MICHAEL PERINO: It's not much different in that way. I mean, there was a regular communication between the House of Morgan and Washington back in those days. And if you look back at the history of financial regulation, you see the same pattern over and over again. There are always huge biases toward the status quo. People want to keep the structure the way it is, because it's worked well for them. And it's only when there's the whiff of scandal, only when there's some crisis that's occurring that the forces for reform are strong enough to overcome that status quo.

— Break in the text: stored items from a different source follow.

PR #10056, opened 2026-03-31
feat: user-level remote-config discovery with inline value reuse

johnwschoi:
## Summary

Replace the old client-side per-org scan for remote config with a single discovery call to `GET /api/v1/users/me/remote-config`, reuse the inline config value when possible, and switch accounts if needed.

This API was introduced in https://github.com/cline/core-platform/pull/2265 (in PROD now).

## Client Flow

1. Call `GET /api/v1/users/me/remote-config`.
2. If the backend-selected org is locally allowed, use it (with the inline `value`). If opted out, scan the returned `organizations` list for the first locally allowed org.
3. Resolve config: parse the inline `discoveredValue` if available (backend-selected org), otherwise fetch via the org-level endpoint.
4. If the chosen org differs from the current active org, switch accounts (only after config is successfully resolved).
5. Fetch API keys only for the chosen org.
6. Cache and apply the config (with a re-check for mid-flight opt-out toggles).
7. Clear remote config if no returned org is locally allowed, or if config resolution returns nothing. Transient errors (network failures, 5xx) are logged without clearing existing config.

## What Changed

| File | Change |
|------|--------|
| `src/shared/cline/api.ts` | Added `USER_REMOTE_CONFIG` endpoint constant |
| `src/shared/ClineAccount.ts` | Added discovery response types |
| `src/services/account/ClineAccountService.ts` | Added `fetchUserRemoteConfig()` with auth precheck; tightened `authenticatedRequest()` null vs undefined validation; added optional `authToken` pass-through |
| `src/core/storage/remote-config/fetch.ts` | Replaced per-org probing with single discovery call, inline value reuse, and linear discover → resolve → switch → apply flow |
| `src/core/storage/__tests__/fetchRemoteConfig.test.ts` | 11 tests covering org switching, inline value reuse, parse failure fallback, local opt-out, transient error preservation, resolve-before-switch safety |
| `src/test/services/ClineAccountService.test.ts` | 5 tests for the new account service method (success, network re-throw, no auth, null data, fallback org) |

## Behavior Notes

- Reduces discovery from N org-level requests to 1 user-level request.
- Skips the org-level config fetch entirely when the backend-selected org is chosen (inline value reuse).
- Preserves local opt-out checks on the client.
- Org switch only happens after config resolution succeeds — avoids stranding the user in a different org on resolve failure.
- Transient discovery/network errors preserve existing remote config instead of clearing it.
- `authenticatedRequest()` now distinguishes `null` from `undefined` in response payloads (strict null check via `allowNullData`).

### DIFF
--- a/src/core/storage/remote-config/fetch.ts
+++ b/src/core/storage/remote-config/fetch.ts
@@ -1,5 +1,6 @@
 import axios, { AxiosRequestConfig, AxiosResponse } from "axios"
 import { Controller } from "@/core/controller"
+import { ClineAccountService } from "@/services/account/ClineAccountService"
 import { buildBasicClineHeaders } from "@/services/EnvUtils"
 import { getAxiosSettings } from "@/shared/net"
 import { Logger } from "@/shared/services/Logger"
@@ -156,33 +157,27 @@ async function fetchApiKeysForOrganization(organizationId: string): Promise<APIK
 	}
 }
 
-/**
- * Scans all user organizations to find the first one with an enabled remote configuration.
- *
- * @returns Object containing the organization ID and config, or undefined if none found
- */
-async function findOrganizationWithRemoteConfig(): Promise<{ organizationId: string; config: RemoteConfig } | undefined> {
-	const authService = AuthService.getInstance()
+async function discoverRemoteConfigOrg(): Promise<
+	{ organizationId: string; discoveredValue?: string } | undefined
+> {
+	const accountService = ClineAccountService.getInstance()
 
-	// Get all user organizations from cached auth info
-	const userOrganizations = authService.getUserOrganizations()
-
-	if (!userOrganizations || userOrganizations.length === 0) {
+	const discovery = await accountService.fetchUserRemoteConfig()
+	if (!discovery) {
 		return undefined
 	}
 
-	// Scan each organization for remote config
-	for (const org of userOrganizations) {
-		if (!isRemoteConfigEnabled(org.organizationId)) {
-			continue
-		}
+	if (isRemoteConfigEnabled(discovery.organizationId)) {
+		return { organizationId: discovery.organizationId, discoveredValue: discovery.value }
+	}
 
-		const remoteConfig = await fetchRemoteConfigForOrganization(org.organizationId)
-
-		if (remoteConfig) {
-			return {
-				organizationId: org.organizationId,
-				config: remoteConfig,
+	if (discovery.organizations) {
+		for (const org of discovery.organizations) {
+			if (org.organizationId === discovery.organizationId) {
+				continue
+			}
+			if (isRemoteConfigEnabled(org.organizationId)) {
+				return { organizationId: org.organizationId }
 			}
 		}
 	}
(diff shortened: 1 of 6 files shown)


johnwschoi:
@greptileai

johnwschoi:
@greptileai

src/shared/ClineAccount.ts
```diff
@@ -83,5 +83,27 @@ export interface OrganizationUsageTransaction {
 	userId: string
 }
 
+/**
+ * An organization that has remote config enabled, returned by
+ * GET /api/v1/users/me/remote-config.
+ */
```
BarreiroT: Do we need these comments?

johnwschoi: i think this one is straightforward so we can remove

src/core/storage/remote-config/fetch.ts
```diff
@@ -157,42 +158,48 @@ async function fetchApiKeysForOrganization(organizationId: string): Promise<APIK
...
-				organizationId: org.organizationId,
-				config: remoteConfig,
+	// Backend-selected org is locally opted-out; scan the organizations list
+	if (discovery.organizations) {
+		for (const org of discovery.organizations) {
+			if (isRemoteConfigEnabled(org.organizationId)) {
+				return { organizationId: org.organizationId }
 			}
 		}
 	}
```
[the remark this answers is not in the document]
johnwschoi: Already addressed — the code has `continue // already checked above` to skip the backend-selected org during fallback scan.

src/core/storage/remote-config/fetch.ts
```diff
@@ -201,29 +208,42 @@ async function ensureUserInOrgWithRemoteConfig(controller: Controller): Promise<
...
+			controller.postStateToWebview()
+			return undefined
+		}
 
-		// Check if we need to switch organizations
+		// Step 3: Switch accounts only if the chosen org differs from the current active org.
+		// IMPORTANT: Churn prevention — only switch when selected active org is not in the
+		// returned organizations. Switch once per mismatch transition; short-circuit when
+		// active org already equals selected org. This avoids "fetch → switch → fetch again"
+		// infinite loops where each fetch triggers a new switch.
```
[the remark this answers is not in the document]
johnwschoi: Already addressed — the Step 3 comment now reads 'Switch accounts only if the chosen org differs from the current active org' which matches the actual `currentActiveOrgId !== organizationId` check.

src/core/storage/remote-config/fetch.ts
```diff
@@ -201,29 +191,62 @@ async function ensureUserInOrgWithRemoteConfig(controller: Controller): Promise<
...
+		let remoteConfig: RemoteConfig | undefined
+		if (configValue) {
+			try {
+				remoteConfig = RemoteConfigSchema.parse(JSON.parse(configValue))
+			} catch {
+				remoteConfig = await fetchRemoteConfigForOrganization(organizationId)
+			}
+		} else {
+			remoteConfig = await fetchRemoteConfigForOrganization(organizationId)
+		}
```
BarreiroT: Kinda feels like this should be a part of `discoverRemoteConfig`

src/core/storage/remote-config/fetch.ts
```diff
@@ -157,32 +144,35 @@ async function fetchApiKeysForOrganization(organizationId: string): Promise<APIK
...
+ * churn while still allowing retries after a failed switch.
  */
-async function findOrganizationWithRemoteConfig(): Promise<{ organizationId: string; config: RemoteConfig } | undefined> {
-	const authService = AuthService.getInstance()
-
-	// Get all user organizations from cached auth info
-	const userOrganizations = authService.getUserOrganizations()
-
-	if (!userOrganizations || userOrganizations.length === 0) {
+let _switchInFlight:
```
BarreiroT: Is this an actual issue you observed?

src/core/storage/remote-config/fetch.ts
```diff
@@ -157,32 +144,35 @@ async function fetchApiKeysForOrganization(organizationId: string): Promise<APIK
...
+	| {
+			organizationId: string
+			promise: Promise<void>
+	  }
+	| undefined
+
+export async function discoverRemoteConfigOrg(): Promise<{ organizationId: string; configValue?: string } | undefined> {
```
BarreiroT: Feels like a lot of this logic is unnecessary. We could instead just switch the account and trust the next call will return the proper one.
WDYT?

src/core/storage/remote-config/fetch.ts
johnwschoi: not locally, but this is more of a defensive mechanism i would like to keep to stop any loop-like behaviors caused from account switching especially for network switch lag and load. So i think benefits like avoiding loop, prevent extra network calls and state changes in FE, deterministic resolution of remote-config are all things this would provide. it should be easy to recreate this as well by adding network lag etc. @BarreiroT

src/core/storage/remote-config/fetch.ts
johnwschoi: for this one, since we moved out the more deterministic logic inside the core-platform api, I am adding it here instead so that it discovers target org -> resolve config -> switch if need be will be a lot more explicit.  happy to simplify the structure/readability, but I’d rather not make correctness depend on a later invocation

src/core/storage/remote-config/fetch.ts
johnwschoi: Fair point — discoverRemoteConfigOrg() is already doing more than pure org discovery, so the boundary is a bit blurry. I’d either keep it strictly org-selection only, or fold the config resolution into it and rename the  helper accordingly.

src/core/storage/remote-config/fetch.ts
BarreiroT: The thing is, if we discover target org -> switch  if it's not current -> resolve config, it's an early recursive case on the function instead of all this logic

johnwschoi: I like the early-return shape, but I’d avoid literal recursion since it repeats discovery and can throw away the already-returned configValue; instead, discover once, switch if needed, then resolve config from that same result might be prefereable

johnwschoi: especially since we are chatting more about the frontend client behavior

johnwschoi:
@greptileai

src/core/storage/remote-config/fetch.ts
```diff
@@ -137,93 +105,107 @@ async function fetchRemoteConfigForOrganization(organizationId: string): Promise
...
+			return ensureUserInOrgWithRemoteConfig(controller, true)
+		}
+
+		const remoteConfig = await fetchRemoteConfigForOrganization(organizationId)
+
+		if (!remoteConfig) {
+			clearRemoteConfig()
+			controller.postStateToWebview()
+			return undefined
 		}
```
BarreiroT: It seems unnecessary that we re-make the request for remote config, when the `/me` endpoint returns it. Because of the flow, it should be valid once we make the recursive call

BarreiroT (approved):
Approving to unblock, but it doesn't make much sense to me that we're re-fetching remote config

johnwschoi:
> Approving to unblock, but it doesn't make much sense to me that we're re-fetching remote config

moved to your approach of fire and forget, no safety net or need to refetch etc. made it as simple as possible.  @BarreiroT

johnwschoi:
@greptileai

src/core/storage/remote-config/fetch.ts
johnwschoi: removed

johnwschoi:
@greptileai

src/services/account/ClineAccountService.ts
```diff
@@ -234,6 +248,21 @@ export class ClineAccountService {
...
+		if (!token) {
+			return undefined
+		}
+
+		const data = await this.authenticatedRequest<UserRemoteConfigDiscoveryResponse | null>(
+			CLINE_API_ENDPOINT.USER_REMOTE_CONFIG,
+			{},
+			{ allowNullData: true, authToken: token },
+		)
+		// Backend returns 200 with data: null when no org has remote config
```
BarreiroT, line 262: Hmm, seems to me that both the authToken parameter and the allowNullData could be repalced with a `catch` that checks for those erros (and we can create specific errors for these cases to compare against) in this specific case, instead of adding two paremeters that aren't needed anywhere else yet.

BarreiroT (approved):
LGTM - Thank you!

src/services/account/ClineAccountService.ts
johnwschoi: we can do this as a follow up but null when no org here but can do in a follow up as well!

SIMON JOHNSON: And the laws that came out of the-- after the Pecora hearings were-- were good laws, right? The founding of the Securities and Exchange Commission--
MICHAEL PERINO: Absolutely. SIMON JOHNSON: The way the securities are regulated. I mean, these are things we've thought for a long time were sort of the bastion of good behavior and what really made financial markets in the United States better than in some other places. Turns out perhaps they were better, but not very good. Or at least it wasn't good in a sustainable way. So, it's not the case if you have hearings, if you have this kind of dramatic, front-page investigation that you necessarily end up with populism or extreme measures. You may end up with very reasonable legislation. Which is what happened-
MICHAEL PERINO: You may end up with very reasonable measures. But if you whip up that sentiment too strongly, then there's going to be incentive to just go overboard and maybe perhaps regulate too much.
BILL MOYERS: And to scapegoat, right? I mean, it's possible the scapegoat in situations like this.
MICHAEL PERINO: There's a huge aspect of scapegoating in all of this. And if you look at some of the comments that have been made just in the last few days, what you see is very subtly the statements blending from, "We need to find out what happened" to, "We need to see who caused this." And that's--
BILL MOYERS: Well, that's a legitimate question.
MICHAEL PERINO: It is and--
BILL MOYERS: There are moments from the intersection between Wall Street and politics brought about the kind of compromise in regulation that encouraged these tendencies toward greed and fraud, right?
MICHAEL PERINO: There's no question about it. My point is simply that it sometimes becomes very easy to obscure the broader causes of a financial crisis by doing a little finger pointing and saying, "Ah-ha, here's the bad person. We found him. And we can move on."
BILL MOYERS: Do you think we need hearings like this now?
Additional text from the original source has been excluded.